I have a big problem with my multi server environment (5 servers, master-web, mail, db, dns1 and dns2). All of them are VPS with Xen. All begins with a update to debian 8 that not have succes. Restored a previous snapshot, and the work queue stopped working. 2016-01-09 12:36 dns2.***********.com Update server 2016-01-09 12:36 dns2.***********.com Update server 2016-01-09 12:35 dns1.***********.com Update server 2016-01-09 12:35 dns1.***********.com Update server 2016-01-09 12:35 db.***********.com Update server 2016-01-09 12:35 db.***********.com Update server 2016-01-09 12:35 mail.***********.com Update server 2016-01-09 12:35 mail.***********.com Update server If I execute sudo /usr/local/ispconfig/server/server.sh Master server: 09.01.2016-12:49 - DEBUG - Set Lock: /usr/local/ispconfig/server/temp/.ispconfig_lock 09.01.2016-12:49 - DEBUG - Remove Lock: /usr/local/ispconfig/server/temp/.ispconfig_lock finished. Mail and the rest of servers show some similar. 09.01.2016-12:50 - DEBUG - Set Lock: /usr/local/ispconfig/server/temp/.ispconfig_lock /usr/bin/fail2ban-client /sbin/iptables /sbin/ip6tables 09.01.2016-12:50 - DEBUG - Remove Lock: /usr/local/ispconfig/server/temp/.ispconfig_lock finished. What can I do?
The above shows that the slaves are working fine, there is just no newer data available. The problem is probably that the snapshot of the master contains less data than the slaves due to the restore of a older database version (snapshot of the server). Check that the value of the "updated" column in the "server" database table on the master server and the salve server is not higher the the highest ID of the sys_datalog column on the master server. The sync works like this: get changes from sys_datalog where sys datalog id > vaue of updated column of the server record in the server table.
Hi Till. In server table: 1 - master/web -- 8456 2 - mail ----------- 8429 3 - db ------------- 8430 4 - dns1 --------- 8431 5 - dns2 --------- 8432 In sys_datalog table: 1 - master/web -- 8456 2 - mail ------------- 8466 3 - db -------------- 8460 4 - dns1 ----------- 8462 5 - dns2 ----------- 8464 I see that a multiserver setup with snapshots is not a good idea...

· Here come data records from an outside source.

PR #905, opened 2019-09-26
bots: adds the first implementation of bots rpc

andrewxhill:
Signed-off-by: andrew <andrew@textile.io>


core/bot_service.go
```diff
@@ -0,0 +1,236 @@
...
+
+// BotKVStore is the kv store interface shared with a bot. Set, Get, Delete required
+type BotKVStore struct {
+	botID      string
+	botVersion int
+	node       *Textile
+}
+
+// Get allows a bot to get IPFS data by the cid/path. Allows optional key for decryption on the fly
+func (mip BotIpfsHandler) Get(pth string, key string) ([]byte, error) {
```
sanderpick: why not a pointer method?

core/bot_service.go
```diff
@@ -0,0 +1,236 @@
...
+	"path"
+
+	"github.com/mr-tron/base58/base58"
+	shared "github.com/textileio/go-textile-core/bots"
+	"github.com/textileio/go-textile/crypto"
+	ipfs "github.com/textileio/go-textile/ipfs"
+)
+
+// BotIpfsHandler is the ipfs interface shared with a bot. It requires Get and Add
+type BotIpfsHandler struct {
```
sanderpick: does this implement and interface in go-textile-core?

core/core.go
```diff
@@ -278,6 +280,11 @@ func NewTextile(conf RunConfig) (*Textile, error) {
 	return node, nil
 }
 
+// Start creates an ipfs node and starts textile services
```
sanderpick: doc string isn't right

core/core.go
```diff
@@ -366,6 +373,14 @@ func (t *Textile) Start() error {
 	if err != nil {
 		return err
 	}
+
+	// get ready to run some bots
+	log.Debug("creating the bot service...")
+	t.botService = NewBotService(
+		t,
+	)
```
sanderpick: `NewBotService(t)` ?

repo/datastore.go
```diff
@@ -63,6 +64,13 @@ type PeerStore interface {
 	DeleteByAddress(address string) error
 }
 
+type BotStore interface {
```
sanderpick: This could be moved in to the core interfaces along with this whole `Datastore` interface (eventually).

repo/migrations/migration016.go
```diff
@@ -0,0 +1,58 @@
...
+		return err
+	}
+	if pinCode != "" {
+		if _, err := db.Exec("pragma key='" + pinCode + "';"); err != nil {
+			return err
+		}
+	}
+
+	query := `
+		drop table botstore;
```
sanderpick: formatting nit

core/bot_service.go
andrewxhill: it does yeah, https://github.com/textileio/go-textile-core/blob/master/bots/interface.go#L29, i've updated my doc string in upcoming push

core/bot_service.go
andrewxhill: well... short answer, i don't know. worth exploring more but i banged my head against the wall for a bit when first figuring that out. the plugin does not like it when i use pointers for these shared methods

repo/datastore.go
andrewxhill: 👍

andrewxhill:
okay, got each of the comments.

re. moving client / server to bots. sounds good. i can give you BotClient => botsrepo.Client easy (done here), Server is trickier. Currently it is relying on the *core IPFS node, so if I move it out and then depend on it, it creates a circular dep.

sanderpick:
K, cool. Makes sense. Eventually it would be nice to pull out the pieces you need from `Textile` (IPFS, datastore), and then make sure they are referenced by core interfaces (`Datastore`, `IPFS`). Then you'd build the Server from those. Then, it could all be assembled in Textile. For another day.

Check the updated columns in server table of all slave servers, if one of them is > 8456 then change it to 8456, so all updates that you do from now on on the master get picked up by the slaves again.
All ok Till, job queue works again, but now I'm another problem... Monitor tell me that DNS have warnings in log: Writing BIND domain file failed: /etc/bind/pri.domain.com zone domain.com/IN: has no NS records zone domain.com/IN: not loaded due to errors. I've delete the warnings, zone afected and created again but warning persist. When I updated the cell in table updated, first time put in 8056 and no 8456.... (sorry... many hours without sleep...) then fix it with correct value -.-
I've deleted the entire customer and warnings and now seems it's working again. DNS zone created correctly in /etc/bind/named, and job queue processes perfectly. The monitor debug seems ok. Thank you so much for your help Till.